Madina graduated magna cum laude with honors from Brown University with a degree in Gender Studies and Community Health. While at Brown, she served as the co-director of a student-run dance company, a peer French tutor, an academic advisor to first-year students, and a community health educator. She wrote an honors thesis on HIV infection in Kenyan women, conducted health workshops with women in Costa Rica, and undertook research on the reproductive health of women of color with the National Women’s Alliance. Madina has also worked on cardiovascular disease in Black and Latina women and provided assistance to the Latina Health Initiative, a program of the Boston Women's Health Book Collective. Born in Martinique, Madina has lived in England, Haiti, D.C., and Maryland.
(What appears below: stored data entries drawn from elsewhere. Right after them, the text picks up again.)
PR #44, opened 2023-09-18
chore(ci): validate Chart.yaml is updated when necessary

obs-gh-colinhutchinson:
- add a bash script / Make task to update Chart.yaml ( [example](https://github.com/hutchic-observe-meta/helm-charts/pull/1/commits/e35599127102f5a1926837c4d24c303af038196c) )
- add a github actions to spot check that Chart.yaml is updated appropriately ( [example](https://github.com/hutchic-observe-meta/helm-charts/actions/runs/6224892802/job/16894112642) )

### DIFF
--- a/.github/workflows/pre-commit.yml
+++ b/.github/workflows/pre-commit.yml
@@ -32,16 +32,4 @@ jobs:
 
       - name: Check if Chart.yaml versions are bumped if relevant
         run: |
-          CHARTS="endpoint events logs metrics proxy stack traces"
-          for chart in $CHARTS; do
-            # Check if files within the chart directory have changed
-            if git diff --name-only origin/main...HEAD | grep -E "^charts/$chart/"; then
-              echo "Changes detected in charts/$chart/"
-
-              # Check if the Chart.yaml for this chart also has changes
-              if ! git diff --name-only origin/main...HEAD | grep -E "^charts/$chart/Chart.yaml"; then
-                echo "Error: Detected changes in charts/$chart/ but no changes in Chart.yaml."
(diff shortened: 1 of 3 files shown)


.github/workflows/pre-commit.yml
```diff
@@ -23,3 +23,25 @@ jobs:
...
           token: ${{ secrets.GITHUB_TOKEN }}
+
+  check-chart-version-bump:
+    runs-on: ubuntu-latest
+    steps:
+      - name: Checkout code
+        uses: actions/checkout@v4.0.0
+
+      - name: Check if Chart.yaml versions are bumped if relevant
+        run: |
```
jta, line 34: We should keep the action relatively simple and simply invoke `make check` or something of the sort. That would allow users to replicate locally and evolve the logic without touching the workflow.

.github/workflows/pre-commit.yml
```diff
@@ -23,3 +23,25 @@ jobs:
...
+          CHARTS="endpoint events logs metrics proxy stack traces"
```
jta, line 35: I can't imagine there's a reason to not check every single chart, in which case a `find` here looking for Chart.yaml might be more appropriate.

jta (changes requested):

.github/workflows/pre-commit.yml
obs-gh-colinhutchinson: yeah I considered that .... I don't think I had a reason not to do it that way then I just didn't lol

jta (approved):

Field placement: Boston Medical Center
While in Boston, Madina worked with the Children’s Sentinel Nutrition Assessment Program (C-SNAP), the research arm of the Grow Clinic. Using C-SNAP’s research findings, she wrote a report on the impact of food insecurity on the development of young, low-income children of color. She also focused on strengthening C-SNAP’s research dissemination and advocacy efforts by initiating lasting relationships with advocacy organizations; writing research briefs to share findings with advocates and policymakers; and seeking out opportunities to inform public policy debates around children’s health and food security issues.
Policy placement: Food Research & Action Center
Through national surveys, in-depth interviews, and focus groups, Madina researched access barriers to the Special Supplemental Nutrition Program for Women, Infants, and Children (WIC) and the Child and Adult Care Food Program (CACFP). She also identified strategies for increasing program participation, conducted outreach to hard-to-reach populations, and shared her findings with advocates, policymakers, and program directors.